A 重さは瓦の約4分の1。傾斜のある屋根に付ける場合は問題ありません。屋上が平らな場合、パネルを斜めにする架台などを設けるため重くなります、建物が荷重に耐えられるのか確認します。
Q 集合住宅では。
A 新築分譲の場合は問題ありませんが、既設分譲では、屋上への設置は全住民の合意が必要でしょう。賃貸では、設置費の負担(大家)と余剰電力の売却益(借家人)を調整する必要があります。ベランダの手すりや壁に付けるタイプもありますが、パネルが小さく割高かもしれません。
Q 何年で元が取れるの?
A 現状ではほぼ寿命の20年前後です。これを10年で元が取れるように、国会で余剰電力の新たな買い取り制度を審議しています。
経済産業省の試算では、新築住宅で3・5キロワットの装置を設ける場合、費用は約185万円。国の補助(1キロワット当たり7万円)や自治体補助(同平均3・8万円)、住宅ローン減税、発電による電気代減少で約100万円が回収できます。残りを売電収益で賄うため、現在の1キロワット時当たり24円程度の売電単価を48円に上げるのが新制度の狙いです。
既設住宅でも、工事用の足場設置などで費用が2割増えますが、省エネ改修減税などを合わせ最長15年で元が取れるそうです。自治体の補助は、最も手厚い東京都で今年度から1キロワット当たり10万円、さらに新宿区が同18万円を国や都の補助に加算するなど、地域差があります。

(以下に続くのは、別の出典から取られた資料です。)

PR #102, opened 2020-01-23
geocode: Lower log level of invalid address

kairstenfay:
Lower the log level of the invalid address warning when a lookup returns
no response from SmartyStreets. As a result, we will receive fewer,
cluttering warnings in our #id3c-alerts channel.

### DIFF
--- a/lib/id3c/cli/command/geocode.py
+++ b/lib/id3c/cli/command/geocode.py
@@ -335,7 +335,7 @@ def geocode_address(address: dict) -> dict:
     result = lookup.result
 
     if not result:
-        LOG.warning(f"Invalid address: no response from SmartyStreets.")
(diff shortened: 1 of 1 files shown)


kairstenfay:
> +1 for quieting some things down.
> 
> Relatedly, this has me thinking about one additional thing I'd like to start doing in the future: automatically keeping a tally of the kinds of log messages each ETL job produces and warn/alert if some of those tallies exceed "reasonable" or "acceptable" thresholds. This sort of thing is made possible by structured logging, and I've found it really helpful in past ETL frameworks I've written. As a concrete example, we could alert on, say, ETL jobs where "greater than X% of records had an invalid address" and help catch ETL bugs.

I have never thought of that kind of structured logging before. I think that would work very well in ID3C.

PR #103, opened 2020-01-23
location: add `hierarchy-by-feature` option

joverlee521:
This makes hierarchy dynamic per feature without modifying the GeoJSON.

`--hierarchy-by-feature` option takes a CSV file that must have the column "feature_identifier". All other column headers are assumed to be hierarchy keys.

This option overrides `--hierarchy-from` and can override `--hierarchy` if the they have the same keys.

My questions are:
1. should we have a hard coded list of supported hierarchy keys instead of just ingesting all columns within the CSV file?
1. how should we deal with duplicates of a feature_identifier? (it currently just takes the first record)

### DIFF
--- a/lib/id3c/cli/command/location.py
+++ b/lib/id3c/cli/command/location.py
@@ -82,6 +82,12 @@ def location():
     metavar = "<hierarchy>",
     help = "Comma-separated string of key=>value pairs describing where these locations fit within a hierarchy; if this is provided, it overrides --hierarchy-from")
 
+@click.option("--hierarchy-by-feature",
+    metavar = "<hierarchy.csv>",
+    type = click.File("r"),
+    help = "CSV file of hierachy to include for features that must include `feature_identifier` column. All other column headers are assumed to be hierarchy keys; " +
+           "if provided, it overrides --hierarchy-from and can override --hierarchy if same key provided")
+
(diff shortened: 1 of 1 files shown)


joverlee521:
[Switch to exporting neighborhood and PUMA instead of census tracts](https://trello.com/c/F4RMJCzJ/262-switch-to-exporting-neighborhood-and-puma-instead-of-census-tracts)

kairstenfay:
Hi @joverlee521 could you please provide an example of a geojson CSV that would be used in this import process?

joverlee521:
> Hi @joverlee521 could you please provide an example of a CSV that would be used in this import process?

The CSV would be generated if you run `snakemake hierarchy` in [id3c-customization's](https://github.com/seattleflu/id3c-customizations/pull/370) location directory

tsibley:
> 1. should we have a hard coded list of supported hierarchy keys instead of just ingesting all columns within the CSV file?

I intended the location hierarchy to be freeform for whatever local convention is desired, so I don't think ID3C should impose restrictions on it.

And I think reasonable for the interface to automatically use all columns in the CSV instead of requiring another argument specifying which columns to use.

> 2. how should we deal with duplicates of a feature_identifier? (it currently just takes the first record)

I think probably not allow it, e.g. throw an assertion error.

PR #104, opened 2020-01-24
Logging config

tsibley:
A slew of changes to logging to make it more configurable, plus a fix for [the urllib3 problem](https://trello.com/c/mB4AuRjY/330-fix-logging-config-so-that-geocoded-addresses-arent-debug-logged-by-urllib3).


tsibley:
> I'd love to go over this in person with you at some point.

Happy to do so!

PR #106, opened 2020-01-30
logging: Add a filter to suppress log records by their attributes 

tsibley:
This will let us precisely target certain messages to suppress in
production, removing noise from our ETL processes based on
study-specific values.

---

Used by seattleflu/backoffice#11.


tsibley:
Yes, would be happy to chat about logging. :-)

なお、パネルなどの製造に要した電力相当分を太陽光で発電し、温室効果ガスの排出量を差し引きゼロにするには、シリコン結晶系で1年半〜2年半かかるそうです。
◇政府計画、20年に05年の20倍 電気料金の値上げも
政府は太陽光発電を20年に05年の10倍、30年に40倍にする計画だが、さらに新たな買い取り制度で20年の導入計画を3〜4年前倒しし、20年には20倍へと拡大する構えだ。
しかし、買い取り価格の上昇分は電気料金の値上げに跳ね返る。「太陽光発電に投資できる人のため、貧しい家庭の負担が大きくなる」との声もあるが、経産省は「ドイツは1世帯月約360円の負担増で太陽光発電を広めたが、日本では月100円程度に抑える」と説明する。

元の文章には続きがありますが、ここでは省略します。